For $N=3$ the above gives $(2/3,1/6,1/6)$ in each column, which are closer together than the values in your example.

But then there's the constraint $p(x_2,y_1,z_2)=0.5$. It immediately determines the values in the $(x_2,y_1)$-column, because $p(x_2,y_1,z_0)\ge0.5$, and the sum of column must be $1$. Thus, $p(x_2,y_1,z_0)=0.5$, $p(x_2,y_1,z_2)=0.5$, and all other entries in that column are zero.

The presence of zero somewhere makes $\min (p)=0$. Then the optimal choice is to let all columns to be the same: $(1/2,0,1/2,0,0,0,\dots,0)$. Now all $p$ values are between $0$ and $1/2$. However, having most probabilities as zeros is probably not what you had in mind for your model. You may want to revise the optimization design.

0
On

For reference: I ended up solving my problem using linear programming to optimize the values in the matrix by turning each cell into its own variable.

As it happens, I could express all the constraints I was interested in terms of linear inequalities.

The optimization function was a bit more difficult because I didn't want to maximize or minimize on any axis.
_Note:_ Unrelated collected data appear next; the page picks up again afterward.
PR #707, opened 2015-10-16
[Delivers #98483692] client_slug filter approver

pkarman:
Story: https://www.pivotaltracker.com/story/show/98483692

The real feature change is one line: 
```diff
app/helpers/ncr/work_orders_helper.rb
@@ -1,9 +1,8 @@
 module Ncr
   module WorkOrdersHelper
     def approver_options
-      # @todo should this list be limited by client/something else?
       # @todo is there a better order? maybe by current_user's use?
-      User.order(:email_address).pluck(:email_address)
+      User.where(client_slug: 'ncr').order(:email_address).pluck(:email_address)
     end
 
     def building_options
```

Everything else is updating the spec suite to make the client_slug explicit and propagated through all the User-related associations.


app/helpers/ncr/work_orders_helper.rb
```diff
@@ -1,9 +1,8 @@
 module Ncr
   module WorkOrdersHelper
     def approver_options
-      # @todo should this list be limited by client/something else?
       # @todo is there a better order? maybe by current_user's use?
-      User.order(:email_address).pluck(:email_address)
+      User.where(client_slug: 'ncr').order(:email_address).pluck(:email_address)
```
jessieay: perhaps create a method on `User` with this logic in it so we can have a unit test?

app/models/proposal.rb
```diff
@@ -48,6 +48,7 @@ class Proposal < ActiveRecord::Base
 
   validates :client_data_type, inclusion: {
     in: ->(_) { self.client_model_names },
+    message: "%{value} is not in client_model_names #{CLIENT_MODELS.inspect}",
```
jessieay: What about:

`"%{value} is not a valid client model type. Valid client model types are: #{CLIENT_MODELS.inspect}",`

spec/controllers/proposals_controller_spec.rb
```diff
@@ -73,7 +73,7 @@
 
       before do
         expect(Proposal).to receive(:client_model_names).and_return(['SomeCompany::SomethingApprovable'])
-        expect(Proposal).to receive(:client_slugs).and_return(%w(some_company some_other_company))
+        expect(Proposal).to receive(:client_slugs).at_least(:once).and_return(%w(some_company some_other_company ncr))
```
jessieay: why `at_least` once? Also, feels off to me to have an expectation in a `before` block -- thoughts on moving into individual specs?

spec/factories/proposals.rb
```diff
@@ -4,51 +4,52 @@
     status 'pending'
     association :requester, factory: :user
 
+    transient do
+      client_slug { ENV['CLIENT_SLUG_DEFAULT'] || 'ncr' }
```
jessieay: fancy!

spec/features/requester_edits_ncr_work_order_spec.rb
```diff
@@ -7,10 +7,11 @@
 
   let(:work_order) { create(:ncr_work_order, description: 'test') }
   let(:ncr_proposal) { work_order.proposal }
-  let!(:approver) { create(:user) }
+  let!(:approver) { create(:user, client_slug: 'ncr') }
```
jessieay: maybe we should make `ncr` a constant? Seems like we are using it all over the place and is worthy of constantization

spec/controllers/proposals_controller_spec.rb
pkarman: The `at_least` is there because the intent of that whole line is to override the Proposal.client_slugs method to avoid breaking the User validation, and apparently the `receive ... and_return` was defaulting to an implicit `.once` that started breaking when I added the explicit `client_slug` value.

Yes, if we remove the `expect` part of that stubbing action, then the problem would go away. I.e.
```
allow(Proposal).to receive(:client_slugs).and_return(...)
```
might be enough.

app/helpers/ncr/work_orders_helper.rb
pkarman: there is a unit test on the helper class itself in `spec/helpers/ncr/work_orders_helper_spec.rb` which has been changed to reflect this new feature.

I got the impression that we were trying to keep the model class limited to business-rule-specific code, and put presentation in decorators or helpers. This method feels like the latter and has test coverage.

That seem ok to you?

spec/features/requester_edits_ncr_work_order_spec.rb
pkarman: I dunno. Doesn't save much typing. It's not quite a constant use case. The string itself is user data (stored as a string in the db) and so doing comparisons might require a cast? Validation assumes string comparison? Maybe? Not obvious (to me) that it's a clear win.

pkarman:
thanks for the review @jessieay -- I have committed changes where I agreed and made comments where I had questions.

app/helpers/ncr/work_orders_helper.rb
jessieay: Seems OK to keep as-is.

To explain my thinking: If it were me, I would write a unit test for this because it is business-specific. It's a query on the `User` class. It happens to be used by a helper, but the query itself is an operation on `User` so it would be nice to just call `User.ordered_by_email_address` and know that the underlying logic is covered by a unit test.

Again, totally fine as-is, that's just the thinking on how I would handle it.

spec/features/requester_edits_ncr_work_order_spec.rb
jessieay: not so much about the typing, more about making sure we don't have typos. If we have a typo on the string, it won't throw an error. If we have a typo on a constant, it will throw an `undefined constant` erorr

pkarman: Actually, that behavior is why I don't think we want it to be a constant. A typo on the string *would* throw a validation exception because `User.client_slug` validates against `Proposal.client_slugs`.

I'm -0 on the change. I think keeping it a string keeps exercising the validation and doesn't mean needing to type-convert anywhere.

jessieay: That makes sense, re: string validation.

What do you mean by "type-convert"?

app/helpers/ncr/work_orders_helper.rb
pkarman: I tend to have the same thinking as you. Per this conversation with Aidan, however, I'm trying to keep things out of the model that are just view-based extensions: https://github.com/18F/C2/pull/681#discussion_r41535674

jessieay: Makes sense. Another option would be to create a query object encapsulate this logic and then use the query object in the helper, but this doesn't seem complicated enough to warrant that.

Good blog post on query objects http://blog.codeclimate.com/blog/2012/10/17/7-ways-to-decompose-fat-activerecord-models/

afeld: I'm fine with keeping this method as-is, since the query is relatively simple.

> Per this conversation with Aidan, however, I'm trying to keep things out of the model that are just view-based extensions

That specific case was that it was returning a placeholder string (essentially, `"user not found"`) when the query didn't return anything, which definitely feels like it falls under the realm of Helpers. I'm kind of indifferent about where queries [that return data] live, even if they are only being used for views.

> Another option would be to create a query object

Very :+1: on query objects in general! Especially for complex queries, or very purpose-specific ones. We have some under [`lib/query/`](https://github.com/18F/C2/tree/master/lib/query) already.

jessieay:
Code looks good! But there is a merge conflict. Mind updating, @pkarman ?

spec/features/requester_edits_ncr_work_order_spec.rb
pkarman: cast to a string from a symbol: `client_slug.to_s` etc

jessieay:
QAing now

jessieay:
Confirmed on staging that a User with the `18fgsa` slug does not show up in the approving official dropdown when creating an NCR request

screen shot 2015-10-20 at 3 43 40 pm

screen shot 2015-10-20 at 3 43 49 pm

Rather, I wanted to find the center of the feasible region. However, it turns out that its possible to manipulate all the constraints to introduce a Chebychev hypersphere (a hypersphere constrained to fit within the feasible region). When you maximize the radius of the hypersphere, the center of the sphere will be somewhere near the center of the feasible region.